(Task to complete): Each line that includes the word "sure" should be copied from the records.

(Material supplied):
□ □ □ □ □ □ □

PR #406, opened 2024-03-01
fix: lock and sync deps

mPaella:
## Description

no reason to not sync these deps with the latest versions, due to syncing yarn.lock doesnt update much - if didnt sync, would be a couple hundred lines

## Test plan

ci passes, `yarn install` doesnt update lock file

### DIFF
--- a/packages/client/wallets/aa/front/package.json
+++ b/packages/client/wallets/aa/front/package.json
@@ -1,25 +1,25 @@
 {
-  "name": "front",
-  "version": "0.1.0",
-  "private": true,
-  "scripts": {
-    "dev": "next dev -p 3001",
-    "build": "next build",
-    "start": "next start",
-    "lint": "next lint"
-  },
-  "dependencies": {
-    "ethers": "5.7.2",
-    "next": "13.5.6",
-    "react": "^18",
-    "react-dom": "^18",
-    "@crossmint/client-sdk-aa": "file: ../../../",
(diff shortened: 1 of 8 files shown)


packages/client/wallets/aa/front/package.json
```diff
@@ -1,25 +1,25 @@
...
+        "build": "next build",
+        "start": "next start",
+        "lint": "next lint"
+    },
+    "dependencies": {
+        "ethers": "5.7.2",
+        "next": "13.5.6",
+        "react": "^18",
+        "react-dom": "^18",
+        "@crossmint/client-sdk-aa": "0.2.0",
```
mPaella, line 16: "file" imports should never be used

maxisch (approved):

packages/client/wallets/aa/front/package.json
afeight: doesn't this mean that CI is useless?
If we update the package but the frontend is still running against 0.2.0, then it won't go red
so you first have to release the broken version, have CI go red, then fix it?

packages/client/wallets/aa/front/package.json
```diff
@@ -1,25 +1,25 @@
...
+        "@crossmint/common-sdk-base": "0.0.5"
```
afeight, line 17: this one though for sure should not be file

afeight (commented):
just one concern

PR #413, opened 2024-03-05
Use our own rpc urls instead of zerodevs default (infura)

maxisch:
## Description

ZeroDev depends on infura. This adds another layer of dependencies which we don't control. We submit our own rpcs now.
ZeroDev's code:
image
where `CHAIN_ID_TO_NODE` looks like this (and more):
image

## Test plan

Manual Testing creating and retrieving wallets.


afeight (approved):
sweet

PR #415, opened 2024-03-06
SCW-403: Get policies by address endpoint call

lluiserena:
## Description

Added new call to a new crossbit endpoint that returns the list of policies for the address of the AA on a specific chain. 
Response example
```
[
"send_transaction"
]
```

This has been doing to be used on the AA SDK tests, to complete the paymaster test plan.

## Test plan

Instantiate the _CrossmintWalletService_ and call _getWalletPolicies_


packages/client/wallets/aa/src/api/CrossmintWalletService.ts
```diff
@@ -124,4 +124,12 @@ export class CrossmintWalletService extends BaseCrossmintService {
             `Error fetching NFTs for wallet: ${address}`
         );
     }
+
+    async getWalletPolicies(address: string, chain: string) {
```
afeight, line 128: it's hard to tell what should be a part of the SDK and what's just for us–does this function have any use for a client?
If not, we can make a subclass of `CrossmintWalletService` that we use in the test site where we add this, but it shouldn't go into the SDK

lluiserena: Only will be used for testing. Moved to the 'front' package in a subclass that extends the CrossmintWalletService.

PR #416, opened 2024-03-06
WC-AA: Add workaround to support odd values on sendTransaction

MatiNavCrossmint:
## Description

/**
 * We need to support odd value and data fields in a tx, as that data comes from WC
 * ZeroDev implements hexlify, but doesn't support to send an odd string in value or data fields
 * so we need to make the hexlify fix manually when sending a transaction.
 * That fix can be found here:
 * https://github.com/ethers-io/ethers.js/commit/a12030ad29aa13c02aa75d9e0860f4986a0043b4#diff-047e7ebfdbd5c41e762cda03593bd15ed8b3121dece67262729dfcbde7040818R221
 * And more context on this issue:
 * https://github.com/ethers-io/ethers.js/issues/614
 *
 * Applying to it hexValue is used as a workaround on Crossbit, but doesn't cover all the cases (i.e. 0x71afd498d0000).
 * This function is the same as hexValue but without hexStripZeros, which is what makes it to not work.
 */

## Test plan

Described in this PR: https://github.com/Paella-Labs/crossbit-main/pull/11826

- Swap through Uniswap


afeight (approved):
nice!

PR #427, opened 2024-03-11
api key: env to baseURL + folder struct changes

mPaella:
## Description

adds `environmentToCrossmintBaseURL`, and changes folder structure slightly moving apiKey folder outside of utils

we have multiple different implementations of this similar function (aa sdk, xm connect, client-sdk but doesnt use api keys so its not exactly the same), so hopefully eventually we can converge to only this one

## Test plan

ci


packages/common/base/src/apiKey/utils/environmentToCrossmintBaseURL.ts
```diff
@@ -0,0 +1,15 @@
...
+    environment: APIKeyEnvironmentPrefix,
+    customMap?: Partial<Record<APIKeyEnvironmentPrefix, string>>
+): string {
+    switch (environment) {
+        case "development":
+            return customMap?.development || "http://localhost:3000";
+        case "staging":
+            return customMap?.staging || "https://staging.crossmint.com";
+        case "production":
+            return customMap?.production || "https://crossmint.com";
```
mPaella, line 13:
```suggestion
            return customMap?.production || "https://www.crossmint.com";
```

PR #437, opened 2024-03-18
WC SDK: Fix library imported from base

MatiNavCrossmint:
## Description

We were importing `blockchainToCopyName`, when the actual function was `blockchainToDisplayName`.

Also, started adding `yalc` commands to make our life easier when connecting packages locally. This only Impacts locally when running the app 

## Test plan

Make a successful connection using WC SDK.Screenshot 2024-03-18 at 12 40 06 PM


afeight (approved):
nice!

PR #440, opened 2024-03-19
Debug flag

guillermodoghel:
## Description
Adds a debug flag for the event console

## Test plan
https://www.loom.com/share/969ff9e7516448eca28207f650860455?sid=5398d991-f10f-493b-bab3-00b1782f733d


alfonso-paella:
Not sure where the implementation of this mode is, but I'd pls ensure this only works if the environment is NOT production.

I think some devs will fuck up and have client side logic that checks for purchase:succeeded and deliver goods and stuff like that... so best to not make it easy for their users to exploit that

PR #454, opened 2024-04-08
SCW-461: Replace Mumbai with Amoy

lluiserena:
## Description

Replaced `'polygon-mumbai'` with `'polygon-amoy'` on AA SDK.

## Test plan

Use the AA SDK with `polygon-amoy`


packages/client/wallets/aa/front/package.json
```diff
@@ -9,8 +9,8 @@
         "lint": "next lint"
     },
     "dependencies": {
-        "@crossmint/client-sdk-aa": "0.2.1",
-        "@crossmint/common-sdk-base": "0.0.6",
+        "@crossmint/client-sdk-aa": "file: ../../../",
+        "@crossmint/common-sdk-base": "file: ../../../../../../common/base",
```
afeight, line 13: we'll have to switch this back–do you need any SDK releases?

packages/client/wallets/aa/src/utils/helpers.ts
```diff
@@ -18,8 +18,8 @@ export function transformBackwardsCompatibleChains<B extends BlockchainIncluding
     chain: B | BackwardsCompatibleChains
 ): B {
     switch (chain) {
-        case "mumbai":
-            return "polygon-mumbai" as B;
+        case "amoy":
+            return "polygon-amoy" as B;
```
afeight, line 22: I don't think we need this, right?
We had this because previously we used `mumbai` but converted it later to `"polygon-mumbai"`

Basically I think we can remove this case entirely
```suggestion
```

afeight (commented):
this all looks good! Just some minor comments

I see changes to base SDK as well as AA SDK, so we may have to split this up into separate PRs so that we can merge & release base before updating AA SDK

packages/client/wallets/aa/front/package.json
lluiserena: The front demo was done to test the changes locally before push them. The problem rn is that the frontend demo is not compatible with v.5.0.0.

I'll switch this back to have it working so we can merge it, but we need to keep it in mind.

lluiserena:
> this all looks good! Just some minor comments
> 
> I see changes to base SDK as well as AA SDK, so we may have to split this up into separate PRs so that we can merge & release base before updating AA SDK

I have updated the PR and created a new one for the client/base package changes https://github.com/Crossmint/crossmint-sdk/pull/455

MatiNavCrossmint (approved):
LGTM!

□ □ □ □ □ □ □

(Task output):
afeight, line 17: this one though for sure should not be file
Not sure where the implementation of this mode is, but I'd pls ensure this only works if the environment is NOT production.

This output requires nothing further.